Ce que l’on cherche à expliquer, c'est qu’il y a un rééquilibrage dans les proportions quatre-cinquième. Pour 5 m réellement érodés en début de vie de la chaîne de montagnes, il y a une remontée isostatique de 4 m. L’ensemble des matériaux retirés ne se voit pas à la surface. On a enlevé 1000 m de matériaux mais on observe une diminution du relief seulement de 200 m. Il y a eu une remontée isostasique de 800 m. Cela signifie que le relief et l’altitude diminuent plus lentement que la vraie érosion. Ce réajustement isostatique qui a lieu en parallèle de l'érosion et de l'altération, limite les conséquences de celles-ci. Le relief et l'altitude diminuent moins vite que l'ensemble des matériaux qui ont été retirés à la montagne

 

Troisième schéma

La chaîne de montagnes a quasiment disparu. On a une épaisseur E3 inférieure à E2 et on a quasiment plus de montagne. À ce moment, si c'est une chaîne de montagnes ancienne, on est dans un taux d'érosion d'environ 100 m par million d'années. Comme il y a toujours ce rebond isostatique de quatre-cinquième, la diminution réelle du relief est seulement de 200 m par million d’années donc un cinquième de ce qui est réellement érodé.
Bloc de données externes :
PR #1525, opened 2018-12-07
Support IAM Roles or EC2 metadata when using SQS transport

### LINKED ISSUE #1459: SQS Transport to accept EC2-Profile as  Credentials  Source
Allow SQS Transport customisation to accept EC2 Profile ( Instance Role ) as a credential source.  Currently the transport **requires** API Keys to be passed in connection string. Which is less secure and introduces ops complexity around key rotation.

boblangley:
Fixes #1459

### DIFF
--- a/src/ServiceControl.Transports.SQS/SQSTransportCustomization.cs
+++ b/src/ServiceControl.Transports.SQS/SQSTransportCustomization.cs
@@ -7,6 +7,7 @@
     using Amazon;
     using NServiceBus;
     using NServiceBus.Configuration.AdvancedExtensibility;
+    using NServiceBus.Logging;
     using NServiceBus.Raw;
 
     public class SQSTransportCustomization : TransportCustomization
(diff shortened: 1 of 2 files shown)


src/ServiceControl.Transports.SQS/SQSTransportCustomization.cs
```diff
@@ -29,8 +30,17 @@ static void ConfigureTransport(TransportExtensions<SqsTransport> transport, Tran
         {
             var builder = new DbConnectionStringBuilder { ConnectionString = transportSettings.ConnectionString };
 
-            PromoteEnvironmentVariableFromConnectionString(builder, "AccessKeyId", "AWS_ACCESS_KEY_ID");
-            PromoteEnvironmentVariableFromConnectionString(builder, "SecretAccessKey", "AWS_SECRET_ACCESS_KEY");
+            if (builder.ContainsKey("AccessKeyId") || builder.ContainsKey("SecretAccessKey"))
```
danielmarbach: Given that we required either both or none should we make here both mandatory and thus change the bool condition to `&&`?

danielmarbach: yeah but if we make both mandatory then we'd fall into the else part and thus fall back to the else if one is missing. Then the SDK constructor would fail. Isn't that more aligned with the case if both are not provide IAM role either then also the SDK constructor would fail?

boblangley: Using else allows the exception they receive to be more specific than the generic auth error they will receive from the SDK constructor. The else will also log something about using environment variables or IAM roles, when they were attempting to provide the credentials in the connection string. Wouldn't this be more confusing?

danielmarbach: I'm ok to follow your logic. Let's move ahead with or

AbdoHassanUMG:
Thanks guys !

boblangley:
Release 3.4.0, which now supports using IAM roles, is now available: https://particular.net/start-servicecontrol-download

PR #1545, opened 2018-12-19
Replace Old with Legacy for ASB

danielmarbach:


danielmarbach:
I'm guessing with the constants I don't need to change the matching rule to incorporate the previous name right? Because in the settings we store the customization and nothing else correct?

SeanFeldman:
@Particular/servicecontrol-maintainers this hint is very confusing:

https://github.com/Particular/ServiceControl/blob/92a7288f21b31773c848548a54eaafc84d945a39/src/ServiceControl.UnitTests/API/APIApprovals.cs#L83

Do you have any idea what is it?

Issue #1577, opened 2019-01-31
Duplicate FailedMessageIds can cause retries to fail


WilliamBZA:
If a failed message ID is repeated for some reason within a single retry batch (this could be due to indexes being corrupt, or duplicate retry attempts being received within a very short time period), then the retry processor fails as it is unable to convert the list of messages to a dictionary.

PR #1578, opened 2019-01-31
Deduplicate failed messages

WilliamBZA:
Fixes https://github.com/Particular/ServiceControl/issues/1577

### DIFF
--- a/src/ServiceControl/Recoverability/Retrying/Infrastructure/FailedMessageEqualityComparer.cs
+++ b/src/ServiceControl/Recoverability/Retrying/Infrastructure/FailedMessageEqualityComparer.cs
@@ -4,6 +4,8 @@ namespace ServiceControl.Recoverability
 {
     class FailedMessageEqualityComparer : IEqualityComparer<FailedMessageRetry>
     {
+        private static FailedMessageEqualityComparer instance = new FailedMessageEqualityComparer();
+
         public bool Equals(FailedMessageRetry x, FailedMessageRetry y)
         {
             return x.FailedMessageId == y.FailedMessageId;
@@ -12,6 +14,14 @@ namespace ServiceControl.Recoverability
         public int GetHashCode(FailedMessageRetry obj)
         {
             return obj.FailedMessageId.GetHashCode();
+        }
+
+        public static FailedMessageEqualityComparer Instance
+        {
+            get
+            {
+                return instance;
+            }
         }
     }
 }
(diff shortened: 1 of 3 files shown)


src/ServiceControl/Recoverability/Retrying/Infrastructure/FailedMessageEqualityComparer.cs
```diff
@@ -0,0 +1,17 @@
+﻿using System.Collections.Generic;
+
+namespace ServiceControl.Recoverability
+{
+    class FailedMessageEqualityComparer : IEqualityComparer<FailedMessageRetry>
```
danielmarbach: Introduce singleton pattern on the comparer

src/ServiceControl/Recoverability/Retrying/RetryProcessor.cs
```diff
@@ -179,6 +179,7 @@ async Task<int> Stage(RetryBatch stagingBatch, IAsyncDocumentSession session)
             var failedMessageRetryDocs = await session.LoadAsync<FailedMessageRetry>(stagingBatch.FailureRetries).ConfigureAwait(false);
             var matchingFailures = failedMessageRetryDocs
                 .Where(r => r != null && r.RetryBatchId == stagingBatch.Id)
+                .Distinct(new FailedMessageEqualityComparer())
```
danielmarbach: Use singleton here

src/ServiceControl/Recoverability/Retrying/RetriesGateway.cs
```diff
@@ -41,7 +41,7 @@ public RetriesGateway(IDocumentStore store, RetryDocumentManager documentManager
 
                     if (currentBatch.Count == BatchSize)
                     {
-                        response.Add(currentBatch.ToArray());
+                        response.Add(currentBatch.Distinct().ToArray());
```
danielmarbach: Why not simply use HashSet with string comparer in this method?

WilliamBZA: What is the difference?

SzymonPobiega:
Nothing more to add besides what @danielmarbach pointed add

src/ServiceControl/Recoverability/Retrying/RetriesGateway.cs
danielmarbach: The currentBatch will never contain duplicates because the strings get deduped while adding. Plus we rely on HashSet dedup mechanism instead of LINQ generic distinct

WilliamBZA:
Changes made :+1:

danielmarbach:
This should probably target a proper hotfix branch. Other than that 👍

PR #1583, opened 2019-02-06
(GH-1505) fix bootstrapper dispose leak

### LINKED ISSUE #1505: ESent error on importing of failed messages
We currently have 2 custom checks failing for our service control instance stating that we had audit and error messages that were unable to be imported.  We followed the documentation for importing failed audit messages.  The cli said it processed the 15 failed audit messages we had but then bombed out with an esent error shown below

```
2018-11-28 18:20:11.3995|12|Info|ServiceControl.Operations.ImportFailedAudits|Done re-importing failed audits. Successfu
lly re-imported 0 messaged. Failed re-importing 0 messages.
Disposing esent resources from finalizer! You should call TransactionalStorage.Dispose() instead!
Failed to dispose esent instance from finalizer because: Microsoft.Isam.Esent.Interop.EsentTooManyActiveUsersException:
Too many active database users
   at Microsoft.Isam.Esent.Interop.Api.JetTerm2(JET_INSTANCE instance, TermGrbit grbit)
   at Raven.Storage.Esent.TransactionalStorage.Finalize()
PS C:\Windows\system32>

```

We went to look at servicepulse and noticed the custom check for audit messages that need to be imported went away but the custom check for failed error messages that need to be imported is still there.  We tried running running service control using the —import-failed-audits which says nothing needs to happen and bombs out on esent again.

My questions are:

1. Does passing the —import-failed-audits also import failed error messages as well and is just poorly named?

2. How do we resolve this esent error from happening when needing to manually import failed messages?

3. How do I get my failed error messages imported?

4. When I put servicecontrol into maintenance mode and go to the port ravendb is listening on it shows no databases which seems completely wrong.  Where is the database servicecontrol is using?

I believe our version of servicecontrol is 2.1.2.  I can confirm this in the morning.

Any help is greatly appreciated

### Root cause

The `ImportFailedAuditsCommand` does not stop/dispose the `Bootstrapper` object.

TraGicCode:
I could use some help with someone review these changes to see if they look right in regards to the using IDisposable.  Also, i'm unable to test the issue actually solves #1505 since i'm unsure how to easily stage failed audit imports locally.

Closes #1505 

/cc @WilliamBZA @danielmarbach @SzymonPobiega

### DIFF
--- a/src/ServiceControl/Bootstrapper.cs
+++ b/src/ServiceControl/Bootstrapper.cs
@@ -30,7 +30,7 @@ namespace Particular.ServiceControl
     using ServiceBus.Management.Infrastructure.OWIN;
     using ServiceBus.Management.Infrastructure.Settings;
 
-    class Bootstrapper
+    class Bootstrapper : IDisposable
     {
         // Windows Service
         public Bootstrapper(Action<ICriticalErrorContext> onCriticalError, Settings settings, EndpointConfiguration configuration, LoggingSettings loggingSettings, Action<ContainerBuilder> additionalRegistrationActions = null)
@@ -221,5 +221,13 @@ Selected Transport Customization:   {settings.TransportCustomizationType}
         private TransportSettings transportSettings;
         TransportCustomization transportCustomization;
         private static HttpClient httpClient;
+
+        public void Dispose()
+        {
+            WebApp?.Dispose();
+            documentStore?.Dispose();
+            notifier?.Dispose();
+            container?.Dispose();
+        }
     }
 }
--- a/src/ServiceControl/Bootstrapper.cs
+++ b/src/ServiceControl/Bootstrapper.cs
@@ -129,15 +129,10 @@ namespace Particular.ServiceControl
 
         public async Task Stop()
         {
-            notifier.Dispose();
             if (bus != null)
             {
                 await bus.Stop().ConfigureAwait(false);
             }
-
-            documentStore.Dispose();
-            WebApp?.Dispose();
-            container.Dispose();
         }
 
         private long DataSize()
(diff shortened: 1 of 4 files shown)


src/ServiceControl/Hosting/Host.cs
```diff
@@ -55,6 +55,7 @@ protected override void OnStop()
         protected override void Dispose(bool disposing)
         {
             OnStop();
+            bootstrapper?.Dispose();
```
TraGicCode: is this the right place to call this?  Do we also need to call bootstrapper Stop in OnPause or OnStop?

src/ServiceControl/Bootstrapper.cs
```diff
@@ -221,5 +216,14 @@ private void RecordStartup(LoggingSettings loggingSettings, EndpointConfiguratio
         private TransportSettings transportSettings;
         TransportCustomization transportCustomization;
         private static HttpClient httpClient;
+
+        public async void Dispose()
```
TraGicCode: Should i be calling Stop in the dispose?  Also because i'm calling an async method i had to add async to the dispose method signature.  Is this even valid?

danielmarbach: It is a valid signature but very dangerous because once the first await statement is reached for the caller calling dispose the call is over and the appdomain would shut down

TraGicCode:
Hey @danielmarbach,

I’m trying to solve the issue that @szymonpobiega believes is causing #1505 that is believed to happen because the bootstrapper class is using  idisposable members that never get dispose called because it’s not implementing that interface and placed in a using block throughout the code base

danielmarbach:
I think I don't understand why implementing IDisposable even matters here given that stop did the same as your newly introduced dispose. Would it be possible to get a good stack trace or a process dump when it happens so that we can have a deeper look and track down the root cause?

But I guess typing this made me realize what the problem is and I sent in a PR to cover it 

https://github.com/Particular/ServiceControl/pull/1588

TraGicCode:
Thanks @danielmarbach ,

Closing this.

PR #1601, opened 2019-03-02
Fix bug, api, and revert

boblangley:
Fixes a bug in GetBodyByIdApi
Makes the IBodyStore API more like 3.x
Reverts urlencoding (tests pass)


boblangley:
The `BodyStorageTests.Attachments_with_ids_that_contain_backslash_should_be_readable` test passes reverting the URL encoding: https://github.com/Particular/ServiceControl/blob/de3efee8cc314c254536edc0abe75b3f3700acdd/src/ServiceControl/Operations/BodyStorage/RavenAttachments/RavenAttachmentsBodyStorage.cs#L42

PR #1610, opened 2019-03-28
Update Msmq transport to 1.0.1

indualagarsamy:


andreasohlund:
Should we tweak the timeout to make the tests complete faster?

see https://github.com/Particular/NServiceBus.Transport.Msmq/blob/master/src/NServiceBus.Transport.Msmq.TransportTests/ConfigureMsmqTransportInfrastructure.cs#L17

PR #2068, opened 2020-07-01
Disable InMemoryIndexing on EndpointsIndex

danielmarbach:
RunInMemory means the whole index is stored in memory and is redone from scratch when the server restarts. That makes no sense for any of our indexes. Not even for the endpoint index because it would mean the endpoint index has to run through the entire processed message collection again. In addition to that it unnecessarily increases the memory pressure.


WilliamBZA:
Not needed anymore. Closing.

Il y a toujours la diminution de la racine crustale qui a quasiment disparue : lorsqu'il n'y aura plus du relief, il n'y aura plus de racine crustale et la croûte continentale sera d'une épaisseur d’environ 30 km ce qui correspond à la profondeur du moho.

 

Au fur et à mesure du temps, ces valeurs vont diminuer puisque l'érosion sera de moins en moins efficace et donc le rebond isisotasique sera de plus en plus lent.